**DATA TO PROCESS**
-- Opening Marker --
Issue #351, opened 2026-09-10
A hidden container still animates, so an endless sequence on one renders every frame to nothing


MalpenZibo:
## Observed

`Container::advance_animations` has no visibility gate. `visible(false)` is checked in layout (`src/widgets/container/mod.rs:1455`) and in paint (`:1616`, `:1703`), both of which are downstream of the job that already woke the loop.

So this renders and presents the surface every frame, forever, with nothing on screen:

```rust
container()
    .visible(busy)
    .rotate(0.0.timeline(spin()))   // spin() repeats forever
```

`is_animating()` is `timeline.playing.is_some()` (`src/widgets/container/animations.rs:391`), which for `Repeat::Forever` is permanently true, so `advance_anim!` asks for an Animation job on every frame. The value changes nearly every frame, so the job carries `RequiredJob::Paint`, so the surface repaints and presents.

## Who is worse off

Anyone who reaches for `.visible(..)` rather than conditional mounting for something that animates endlessly — and the container API offers both, side by side, in `book/src/concepts/container.md`. The two now differ in a way nothing says: `child(move || busy.get().then(spinner))` settles, `spinner().visible(busy)` does not.

The cost is a bar rendering at vsync for as long as it runs, on battery, showing nothing. A culled child is the same shape: it is in the tree, so it is not "gone", but nothing it draws reaches the screen.

## Why it is separable from #348 and #213

`Repeat::Forever` (#213) is the first animation in guido that never settles, which is what makes this visible — but the gate is missing for every animation, not only that one. A transition on a hidden container has the same hole and merely stops asking sooner. The acceptance below is about visibility and applies to all of them, which is exactly what #213's own tests could not state.

The codebase already knows this shape. `src/jobs.rs:275-281` records the caret: *"a focused input pinned the loop at 60 fps and repainted 113 frames out of 114 to no effect. On a lock screen, where a field is focused by definition, that runs all night."* That was fixed with `request_job_at`. An endless sequence cannot be deadline-scheduled, but it can be gated on whether anyone would see it.

## Expected

A container that is not visible asks for no animation job.

## Acceptance

In `src/widgets/container/characterization.rs`, beside `a_value_that_is_not_a_number_lets_the_surface_go_idle`: a container with `visible(false)` carrying an endless sequence, driven for several frames, and then `assert!(!pump(&mut h))`. It fails today. The same container with `visible(true)` must still animate, which is what keeps the fix from being "never animate".

[...]

PR #352, opened 2026-09-10
A sequence plays because the widget is there, unless something asks it to wait

### LINKED ISSUE #213: Nothing can animate for an unknown length of time without the app owning frame timing
> As an application author, I want to show that something is happening for an
> amount of time I cannot predict, without owning frame timing myself.

### Confirmed in the code

A timeline is modelled as a *gesture*, and a wait is not one.

```rust
pub fn repeat(mut self, times: u32) -> Self { self.repeat = times.max(1); self }
pub fn total_ms(&self) -> f32 { self.duration_ms * self.repeat as f32 }
```

A repeat count is a number fixed when the timeline is built, and the whole thing
has a total duration. There is no "while this signal holds", so a large `repeat`
cannot be called off when the answer arrives — the spinner keeps turning after
the work is done.

And a widget that exists only for the length of the wait never plays at all:

```rust
pub(crate) fn set_play_trigger(&mut self, trigger: Signal<u32>) {
    if let Some(timeline) = &mut self.timeline {
        timeline.last_play = trigger.get_untracked();   // ← records the value now
        timeline.trigger = Some(trigger);               // ← and waits for a change
    }
}
```

`keyframes_transform(kf, plays)` starts on a *change* of `plays`, and the
starting point is whatever the trigger held when the widget was built. A spinner
mounted the instant `busy` flips is built with the trigger already at its new
value, so it sits perfectly still waiting for a change that has already happened.

The shape is right for a shake — a discrete gesture, played a fixed number of
times, triggered by an event that happens while the widget is already there. It
is the wrong shape for a wait, which starts when the widget appears and ends when
something else says so.

### What the application pays

allock steps the angle itself: a `tokio::select!` branch in the auth task, every
40 ms, gated on `answering || scanning`. It works, and it is the library's job
being done in application code — guido owns frame timing for every other moving
thing on that screen, and this one thing has to be driven from a task that also
talks to PAM.

### Done when

Either of two answers, and the second is probably the shorter one:

- **A timeline that can repeat while a signal holds, and be stopped mid-run.**
  `repeat_while(signal)` beside `repeat(n)`, and a play trigger that fires on
  mount when its condition is already true rather than only on a change. That
  second half is worth fixing regardless — "starts on a change" is a trap for
  anything conditionally mounted, not only for spinners.
- **A `spinner()` widget.** It settles the same need and also settles the step
  size, the rate, and the fact that a glyph only turns in place if its ink is
  centred on its line box — three decisions every application would otherwise
  make separately and differently.

A spinner also runs straight into #212: a rotation animation cannot be expressed
as a transform lerp, which is why allock's step is 12° and not something chosen
for how it looks. Whichever way this is answered, that one comes first.

MalpenZibo:
## What changed

An application could not show that something was happening for a length of time it could not predict without owning frame timing itself — allock still steps its spinner from the task that talks to PAM. A timeline was modelled as a gesture: `repeat(n)` is a count fixed at build time, and a sequence started on a *change* of its trigger never plays for a widget mounted at the instant its condition became true. So the default flips. A sequence plays because its widget exists; `played_by(trigger)` is how a gesture says it would rather wait; `timeline(keyframes)` takes one argument; and `Repeat::{Times, Forever}` replaces the bare count. Closes #213.

```rust
fn spin() -> Keyframes<f32> {
    Keyframes::new(1000.0).at(1.0, 360.0).repeat(Repeat::Forever)
}
container().child(move || busy.get().then(spinner))
```

## What proves it

Six tests in `src/widgets/container/characterization.rs`, each verified to fail against the code without its fix:

- `showing_the_widget_starts_the_sequence_and_hiding_it_stops_everything` — the whole design in one test, and the case the issue says fails today: the spinner is built *after* `busy` flips, then the surface goes idle when it goes away. This is what makes "no stop call" a design rather than an omission.
- `a_sequence_with_no_trigger_plays_because_it_exists` and `a_sequence_played_by_a_trigger_waits_for_it` — the two defaults, in both directions.
- `a_sequence_that_repeats_forever_is_still_running_much_later`, whose `Times(1)` control is what makes the claim about the repeat rather than about the clock.
- `seeding_a_sequence_never_asks_what_time_it_is` — the seed pass asks for the frame, the animate pass plays. Moving the play into the seed makes it fail.
- `an_endless_sequence_still_moves_frame_to_frame_after_a_long_time` — a month in, two consecutive frames still differ.

No golden or snapshot moved and none should: this changes *when* a sequence starts, not what a pixel looks like.

## What the review found

**One blocking finding, fixed.** The mount and unmount lifecycle the whole design rests on was proved in neither direction — no test removed the widget, and none mounted one after its condition changed. Both are now the first test above. Writing it also corrected my own understanding: a dynamically mounted child needs a reconcile pass first, so the sequence starts two frames after the flip rather than one.

Worth answering, both acted on: an endless sequence's elapsed time grew without bound, losing a whole 60Hz frame of resolution after about thirty-seven hours, and the ask-here/play-there split had nothing holding it apart.

Before that, four cleanup readings found that an earlier revision started the play inside `seed_animations`, which sat outside the measure-pass guard its neighbour has and read the trigger inside the *parent's* layout tracking scope. Removing that second play site deleted both at once. They also caught `played_by` narrowing from five accepted spellings to two, which is the rule this repository's own skill states.

## What was checked by hand

Nothing. `examples/keyframes_example.rs` still demonstrates only the triggered play, so there is nothing new to look at by hand without adding an example, and the behaviour is fully reachable from the tests.

## Left undone

**#351** — a hidden container still animates, so `spinner().visible(busy)` renders every frame to nothing while `child(move || busy.get().then(spinner))` settles. The gate is missing for every animation, not only endless ones; `Repeat::Forever` is simply the first that never stops asking. Its acceptance is about visibility and applies to all of them, which is why this change's tests cannot state it.

`Repeat::Times(0)` is writable and means once, the clamp having moved from `repeat()` to `total_ms()`. Documented as "at least once"; no issue, since nobody is worse off.

https://claude.ai/code/session_01Xb5BYhQqkrE8ngiyKE6FRX

### DIFF
--- a/.claude/skills/widgets/SKILL.md
+++ b/.claude/skills/widgets/SKILL.md
@@ -198,7 +198,7 @@ available on everything a property setter already accepts, and each returns an
 container()
     .background(theme.surface.transition(200.0))
     .width((move || if open.get() { 520.0 } else { 120.0 }).transition(SpringConfig::SNAPPY))
-    .rotate(0.0.timeline(shake(), rejections))
+    .rotate(0.0.timeline(shake().played_by(rejections)))
 ```
 
 A bare number is milliseconds, eased out — the one place the animation
--- a/book/src/animations/keyframes.md
+++ b/book/src/animations/keyframes.md
@@ -21,8 +21,8 @@ container()
             .at(0.15, 2.0)
             .at(0.40, -1.6)
             .at(0.65, 0.9)
-            .at(1.0, 0.0),
-        rejections,
+            .at(1.0, 0.0)
+            .played_by(rejections),
     ))
 # ;
 # }
@@ -42,8 +42,8 @@ container()
         Keyframes::new(240.0)
             .at(0.0, surface)
             .at(0.3, Color::rgb(0.8, 0.2, 0.2))
-            .at(1.0, surface),
-        errors,
+            .at(1.0, surface)
+            .played_by(errors),
     ))
 # ;
 # }
@@ -65,7 +65,7 @@ sequence resting on a live signal has nowhere else to put its expression:
 # let shake = || Keyframes::new(320.0).at(0.0, 0.0).at(0.5, 2.0).at(1.0, 0.0);
 // A glyph that spins on one signal, and shakes on another.
 container()
-    .rotate((move || spin.get() as f32 * 90.0).timeline(shake(), rejections))
+    .rotate((move || spin.get() as f32 * 90.0).timeline(shake().played_by(rejections)))
 # ;
 # }
 ```
@@ -75,16 +75,51 @@ persist is a transition.
 
 ## What plays it
 
-The second argument is a signal, and **every change to it plays the sequence
-once**. A count rather than a flag, because two refusals in a row are two
-events and a signal that stays equal notifies nobody — the second wrong
+**A sequence plays as soon as the widget carrying it exists.** That is what a
+wait looks like: a spinner should turn from the moment it is on screen, and
+there is nothing to ask it.
+
+**`played_by(trigger)` makes it wait instead**, and then every change to that
+signal plays it once. A count rather than a flag, because two refusals in a row
+are two events and a signal that stays equal notifies nobody — the second wrong
 password has to shake as loudly as the first. SwiftUI's keyframe animator takes
 its trigger the same way.
 
-Nothing plays on the first frame: the container remembers what the signal held
-when it was built. Played again while it is still running, a sequence starts
-over from the top rather than continuing — half a shake is not what a second
-refusal means.
+A sequence with a trigger plays nothing on the first frame: the container
+remembers what the signal held when it was built. Played again while it is
+still running, a sequence starts over from the top rather than continuing —
+half a shake is not what a second refusal means.
+
+## How long it runs
+
+`repeat(Repeat::Times(n))` plays the whole run `n` times and then rests.
+`Repeat::Forever` never stops:
+
+```rust
+# extern crate guido;
+# use guido::prelude::*;
+# fn main() {
+# let busy = create_signal(true);
+fn spin() -> Keyframes<f32> {
+    Keyframes::new(1000.0).at(1.0, 360.0).repeat(Repeat::Forever)
+}
+
+fn spinner() -> Container {
+    container().rotate(0.0.timeline(spin())).child(text("*"))
+}
+
+// On screen only while the work is outstanding.
+container().child(move || busy.get().then(spinner))
+# ;
+# }
+```
+
+There is no way to stop an endless sequence other than removing the widget that
+carries it, and that is the point. The widget being on screen *is* the
+animation running, so showing and hiding it is the only switch to keep in step
+— nothing to call off, and no way to leave a spinner turning after the work is
+done. Compose reaches the same place from the other direction: an infinite
+transition there runs for as long as the composable is in composition.
 
 ## Offsets and easing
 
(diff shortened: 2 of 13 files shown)


MalpenZibo:
## Second commit: the visibility gate, and a correction to #351

Folded in on request. #351 is closed by this pull request rather than left open.

**I had to correct the issue first, because I wrote it without testing it.** It claimed two cases and only one exists.

A container hidden *before* its animation starts was never affected: `Container::layout` returns at its own visibility gate before reaching `seed_animations`, so the sequence is never seeded and nothing is ever asked for. The test I wrote for that case passed against unfixed code, which is how I found out.

A container hidden *while* its animation runs was the real one. `advance_animations` had no gate, and `visible(false)` is checked only in layout and paint — both downstream of the job that already woke the loop.

**Why it belonged here after all.** Every animation before `Repeat::Forever` settled by itself, and a settled animation stops asking. So this was a bounded waste until the first commit made it unbounded. Splitting them would have meant shipping the unbounded version first.

**The fix is five lines.** `advance_animations` reads `visible` under tracking, exactly as `layout` reads the same signal, and returns early. The tracked read *is* the resumption: flipping back to visible queues the Animation job the pass would otherwise have had to keep asking for. `a_hidden_container_with_an_endless_sequence_lets_the_surface_go_idle` asserts both directions, because a gate that never reopens is just a stop.

**Left open, and not by this change:** a child culled out of a scroller is invisible to the user, present in the tree, and `visible` is true — so it still advances. That is a different notion of "not seen" and wants its own answer. Recorded on #351 rather than reopened, since its title is about visibility.

Both commits verified green on their own.

MalpenZibo:
## The mutation job, and the one that survives

It found something, and it took three rounds to answer it honestly.

| run | missed | caught | unviable |
| --- | --- | --- | --- |
| first | 8 | 39 | 25 |
| second | 2 | 44 | 25 |
| third | **1** | 37 | 23 |

**The first run was right about my tests.** Eight missed, all in plain logic added by this change — not the unreachable GPU code of the previous pull request. Three of them exposed the same weakness: `an_endless_sequence...` asserted only that the animation *moved*, and every arithmetic mutation in the reduction kept it moving.

Writing the stronger assertion — that a whole number of runs later is the *same point in the run* — found a real defect. Reducing the elapsed time in `f32` was not enough on its own: at thirteen million runs the arithmetic is coarser than a whole run, so a month in, the sequence sat at the wrong point in its cycle rather than merely being imprecise. It reduces in `f64` now, and the stored rebase is gone: the reduction is recomputed from the start every frame anyway, so keeping one was a second place for the same arithmetic to be wrong in. That deleted a mutant rather than testing one.

Three tests were added and each was verified against the mutant it is for: the phase assertion, `a_finished_sequence_stops_asking_to_be_played`, and `a_property_with_no_sequence_asks_for_no_play`.

### The survivor

`duration > 0.0` → `duration >= 0.0`, in the guard that keeps an endless sequence from dividing by its own length when that length is zero. What such a sequence displays is identical either way — the sample falls through to a finite value on both paths — so the mutant is equivalent by construction rather than untested. The comment at the site says so.

### What I removed

An earlier revision of this comment would have said a zero-length run was fixed too. It is not. I added a guard for it and justified it three times — as preventing a NaN, as letting the surface settle, as changing the drawn value — and each justification was wrong: the test behaved identically with and without the guard every time. It is removed. A change I cannot write a distinguishing test for does not ship as though it were proven, and the survivor above is the honest price of that.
-- Closing Marker --
**REQUIRED ACTION**
Write down again, exactly as given, only the lines above that fall from the line with "https://claude.ai/code/session_01Xb5BYhQqkrE8ngiyKE6FRX" to the line with "plays it once.", inclusive.

**TASK SOLUTION**
https://claude.ai/code/session_01Xb5BYhQqkrE8ngiyKE6FRX

### DIFF
--- a/.claude/skills/widgets/SKILL.md
+++ b/.claude/skills/widgets/SKILL.md
@@ -198,7 +198,7 @@ available on everything a property setter already accepts, and each returns an
 container()
     .background(theme.surface.transition(200.0))
     .width((move || if open.get() { 520.0 } else { 120.0 }).transition(SpringConfig::SNAPPY))
-    .rotate(0.0.timeline(shake(), rejections))
+    .rotate(0.0.timeline(shake().played_by(rejections)))
 ```
 
 A bare number is milliseconds, eased out — the one place the animation
--- a/book/src/animations/keyframes.md
+++ b/book/src/animations/keyframes.md
@@ -21,8 +21,8 @@ container()
             .at(0.15, 2.0)
             .at(0.40, -1.6)
             .at(0.65, 0.9)
-            .at(1.0, 0.0),
-        rejections,
+            .at(1.0, 0.0)
+            .played_by(rejections),
     ))
 # ;
 # }
@@ -42,8 +42,8 @@ container()
         Keyframes::new(240.0)
             .at(0.0, surface)
             .at(0.3, Color::rgb(0.8, 0.2, 0.2))
-            .at(1.0, surface),
-        errors,
+            .at(1.0, surface)
+            .played_by(errors),
     ))
 # ;
 # }
@@ -65,7 +65,7 @@ sequence resting on a live signal has nowhere else to put its expression:
 # let shake = || Keyframes::new(320.0).at(0.0, 0.0).at(0.5, 2.0).at(1.0, 0.0);
 // A glyph that spins on one signal, and shakes on another.
 container()
-    .rotate((move || spin.get() as f32 * 90.0).timeline(shake(), rejections))
+    .rotate((move || spin.get() as f32 * 90.0).timeline(shake().played_by(rejections)))
 # ;
 # }
 ```
@@ -75,16 +75,51 @@ persist is a transition.
 
 ## What plays it
 
-The second argument is a signal, and **every change to it plays the sequence
-once**. A count rather than a flag, because two refusals in a row are two
-events and a signal that stays equal notifies nobody — the second wrong
+**A sequence plays as soon as the widget carrying it exists.** That is what a
+wait looks like: a spinner should turn from the moment it is on screen, and
+there is nothing to ask it.
+
+**`played_by(trigger)` makes it wait instead**, and then every change to that
+signal plays it once. A count rather than a flag, because two refusals in a row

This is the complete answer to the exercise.